Asking someone involved in homeschooling whether it stunts children's social growth elicits much eye rolling, and a sigh-laden explanation of where you've gone wrong. It's all about false assumptions. You think homeschooled children never meet other kids? They meet them all the time, they protest - at ballet class, at church, on excursions arranged by and for homeschoolers. You think children mingle widely at school? School culture virtually precludes any but the most cursory contacts between children of different ages. You think all children are happy at school? Many spend years feeling anxious and excluded, victims of bullying or just their peers' natural insensitivity. And what else does school entail? Exposure to the juggernaut of peer pressure, to alcohol, recreational drugs and underage sex, to the myriad maladies that will bleed young minds of their innocence. "This argument that homeschooled children suffer socially is the biggest furphy," says the H.E.A.'s Strange. "Homeschooled children are better socialized. They're respectful. They speak confidently to all kinds of people. And they play easily with children younger and older than themselves."

Listening to homeschooling parents, it can seem that some of what they regard as depravity and rebellion is just youth asserting its independence. There's a bigger issue here that advocates of homeschooling tend to skirt. Socialization is too complex a phenomenon to be reduced to whether a child is sweet-natured and has a few chums. School does no less than expose children to the diversity of human nature. It's where they make, over the course of a decade, thousands of acquaintances. They might not have been friends with the weird kid, the brainiac, the pretty boy, the bully or the one whose sister got expelled, but they're more complete - and less vulnerable - for having known them. It's this vast network of acquaintances that helps to shrink and demystify the wider world, making it easier, when the time comes, to join it.

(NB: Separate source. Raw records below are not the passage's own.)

PR #3812, opened 2026-02-24
Make clearer the distinction between "storage-mode" and "delta-mode" …

kompfner:
…usage of `*Settings` objects

- Storage mode: for use in `self._settings`. All fields should be specified, i.e. should not be `NOT_GIVEN`.
- Delta mode: for use in `*UpdateSettingsFrame`.

In service of this, this commit:
- Adds a runtime check that all fields are specified in storage mode
- Updates all services to specify all fields in stored settings
- Updates all services to no longer check for `is_given` in stored settings (not necessary anymore)
- Updates relevant docstrings
- Renames `update` to `delta` in `*UpdateSettingsFrame`
- Updates community integrations guide

### DIFF
--- a/src/pipecat/frames/frames.py
+++ b/src/pipecat/frames/frames.py
@@ -2127,7 +2127,7 @@ class ServiceUpdateSettingsFrame(ControlFrame):
     Parameters:
         settings: Dictionary of setting name to value mappings.
 
-            .. deprecated:: 0.0.103
+            .. deprecated:: 0.0.104
                 Use ``delta`` with a typed settings object instead.
 
         delta: :class:`~pipecat.services.settings.ServiceSettings` delta-mode
--- a/src/pipecat/frames/frames.py
+++ b/src/pipecat/frames/frames.py
@@ -2121,21 +2121,21 @@ class TTSStoppedFrame(ControlFrame):
 class ServiceUpdateSettingsFrame(ControlFrame):
     """Base frame for updating service settings.
 
-    Supports both a ``settings`` dict (for backward compatibility) and an
-    ``update`` object.  When both are provided, ``update`` takes precedence.
+    Supports both a ``settings`` dict (for backward compatibility) and a
+    ``delta`` object.  When both are provided, ``delta`` takes precedence.
 
     Parameters:
         settings: Dictionary of setting name to value mappings.
 
             .. deprecated:: 0.0.103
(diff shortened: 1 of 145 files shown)


src/pipecat/frames/frames.py
```diff
@@ -2121,21 +2121,21 @@ class TTSStoppedFrame(ControlFrame):
...
-    ``update`` object.  When both are provided, ``update`` takes precedence.
+    Supports both a ``settings`` dict (for backward compatibility) and a
+    ``delta`` object.  When both are provided, ``delta`` takes precedence.
 
     Parameters:
         settings: Dictionary of setting name to value mappings.
 
-            .. deprecated:: 0.0.103
-                Use ``update`` with a typed settings object instead.
+            .. deprecated:: 0.0.104
```
kompfner, line 2130: Found various mentions of version 0.0.103 in deprecation messages from https://github.com/pipecat-ai/pipecat/pull/3714 that should've been updated to 0.0.104 (or...maybe another version?!) Updating them here.

filipi87 (commented):
> Storage mode: for use in self._settings. All fields should be specified, i.e. should not be NOT_GIVEN.

@kompfner, regarding this, I can see now that we are specifying the fields when creating `self._settings`, but there is nothing enforcing it, right ? Because the `*Settings` classes still allow `_NotGiven`.

Is this expected?

src/pipecat/services/ai_service.py
```diff
@@ -73,6 +73,7 @@ async def start(self, frame: StartFrame):
         Args:
             frame: The start frame containing initialization parameters.
         """
+        self._settings.validate_complete()
```
filipi87, line 76: I guess this is how we are enforcing that all fields have been populated, right ?

The only downside is that we would only catch this at runtime. IDEs would never show a warning that a field is missing while we are developing.

kompfner: > I guess this is how we are enforcing that all fields have been populated, right ?

Correct!

> The only downside is that we would only catch this at runtime.

I figured this would be worth the runtime v development-time downside because:
- It happens *immediately* at runtime, so the feedback cycle is fast
- The alternative, I believe, is doubling the settings classes, as discussed yesterday (storage classes v delta classes), with the downsides that that brings

filipi87 (approved):
LGTM! One more step on refactoring all the settings. 🚀

PR #4753, opened 2026-06-15
chore(deps): bump camb-sdk to 1.5.14

nuthalapativarun:
## Summary

- Bumps the `camb-sdk` dependency from `>=1.5.4,<2` to `>=1.5.14,<2`, the latest stable release on PyPI.
- `camb-sdk` is used exclusively by `CambTTSService` (`src/pipecat/services/camb/tts.py`).
- Picks up several patch releases since 1.5.4 with bug fixes and improvements from the upstream SDK.

## Test plan

- [x] `uv lock` regenerated `uv.lock` with no other changes
- [x] `uv run ruff check` and `uv run ruff format --check` pass
- [x] Verified `CambTTSService` still imports correctly with the bumped SDK


markbackman:
Thanks for submitting. I'm inclined to close though since newer versions, up to 2.0.0 are supported already. If you need a specific version in your project, you can pin or change the range.

Before I close, I want to make sure I understand if there's a reason that 1.5.14 _must_ be the new minimum version.

nuthalapativarun:
There's no hard requirement for 1.5.14 as the minimum — it was a routine patch-level bump. Good point about 2.0.0 support though: if 2.x is already working, it makes more sense to expand the upper bound (e.g. `>=1.5.4,<3`) rather than just nudging the minimum. Would you prefer I update this PR to widen the range to include 2.x, or would you rather close it since the existing constraint is a separate issue from what's actually needed?

markbackman:
The latest camb-sdk version is `1.5.14`, so no action is needed. I'll close this PR as there's nothing to do. Thanks!

PR #4754, opened 2026-06-15
fix(sarvam): recompute TTS config on model update_settings

nuthalapativarun:
## Summary

`SarvamHttpTTSService` exposes `model` as a runtime-updatable setting via `TTSUpdateSettingsFrame`, but had no `_update_settings` override. The base class implementation just stores the new field values without recomputing the derived `self._config` (a `TTSModelConfig` looked up from `TTS_MODEL_CONFIGS`), which is computed once in `__init__` from the initial model.

As a result, after sending `TTSUpdateSettingsFrame(delta=Settings(model="bulbul:v3-beta"))` at runtime:

- `self._config` keeps pointing at the old model's config
- `run_tts` reads stale `supports_pitch` / `supports_loudness` / `supports_temperature` flags from `self._config`
- `pace` is not re-clamped to the new model's valid range
- `enable_preprocessing` is not forced to `True` for v3 models
- `pitch` / `loudness` / `temperature` are not nulled out even if unsupported by the new model

## Fix

Added an `_update_settings` override to `SarvamHttpTTSService` that:

1. Calls `super()._update_settings(delta)`
2. If `model` changed, recomputes `self._config = TTS_MODEL_CONFIGS[new_model]` (validating the model, as in `__init__`)
3. Re-applies the same derivation logic from `__init__`: clamps `pace` to the new model's range, forces `enable_preprocessing=True` for v3 models, and nulls out `pitch`/`loudness`/`temperature` if unsupported by the new model

This follows the same pattern as `SarvamTTSService._update_settings` (the WebSocket sibling) and `GladiaSTTService._update_settings`.

## Test plan

- Added `tests/test_sarvam_tts.py` covering:
  - switching from `bulbul:v2` to `bulbul:v3-beta` recomputes `_config`, nulls `pitch`/`loudness`, forces `enable_preprocessing`, and re-clamps `pace`
  - switching back to `bulbul:v2` re-clamps `pace` to the v2 range
  - updating an unrelated setting (e.g. `voice`) does not touch `_config`
- `pytest tests/test_sarvam_tts.py` passes (3 passed)
- `ruff check` and `ruff format --check` pass on changed files


nuthalapativarun:
Hi maintainers, just bumping this one — it's been open for about a week with no reviews yet. Happy to address any feedback or make changes if needed. Thanks for taking a look!

nuthalapativarun:
Hi team — following up on PR #4754 (sarvam TTS config recompute). Mergeable, no reviews yet. 2nd bump. Happy to make adjustments if needed. Thanks!

nuthalapativarun:
Rebased this branch onto current upstream/main to resolve the merge conflicts and pushed the update — it's mergeable again. Ran the existing tests in tests/test_sarvam_tts.py (all 3 pass) and confirmed the file still compiles cleanly after resolving the conflict in src/pipecat/services/sarvam/tts.py.

This has been open for a couple of months without a review — would appreciate a first look when you get a chance. Thanks!

PR #4755, opened 2026-06-15
Fix pyright errors in frame_processor and rime/tts

markbackman:
## Summary

Two small, self-contained pyright fixes that clear all errors in their files, letting both come off the `pyrightconfig.json` ignore list and stay enforced going forward.

### `FrameProcessor` queue callback type
`FrameProcessorQueue.put` declared its item tuple as `tuple[Frame, FrameDirection, FrameCallback]`, but `queue_frame()` forwards an *optional* callback into the queue and the downstream consumer (`__process_frame`) already types it `FrameCallback | None`. Widened the annotation to match. Pure type-correctness change, no runtime behavior change.

### Rime `SPELL` / `PAUSE_TAG` static helpers
`SPELL` and `PAUSE_TAG` take no `self` and are pure text transformations, but were defined as instance methods — so calling them on an instance (e.g. `service.SPELL("hi")`) would bind the instance to the first argument. Marked them `@staticmethod`, which fixes that latent self-binding bug and clears the pyright errors/warnings.

## Test plan
- `uv run pyright` passes clean with both files removed from the ignore list.
- Pre-commit hooks pass (ruff, deprecation registry).

### DIFF
--- a/changelog/4755.fixed.md
+++ b/changelog/4755.fixed.md
@@ -1,0 +1,1 @@
+- Fixed `RimeTTSService.SPELL()` and `RimeTTSService.PAUSE_TAG()` helpers, which are now static methods. Previously they were defined as instance methods without a `self` parameter, so calling them on a service instance bound the instance to the first argument and produced incorrect output.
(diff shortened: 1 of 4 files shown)


aconchillo (approved):

filipi87 (approved):
LGTM!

Other misgivings about homeschooling are as hard to shake. The Australian Christian Academy recommends a curriculum called Accelerated Christian Education, in which creationism is taught alongside evolution as science. Promotional material for the Muslim Education Network of Australia includes the line, "By ensuring the quality of our children's education we may be able to help save our children and ourselves from the hellfire." In her western Sydney home, Mujahidah Flint explains how important it is not to believe everything you read. Later, discussing 9/11, she and her daughters mention some material they've seen on the Internet: did their visitor know that hundreds of Jews who worked in the World Trade Center might have been told not to come to work that day?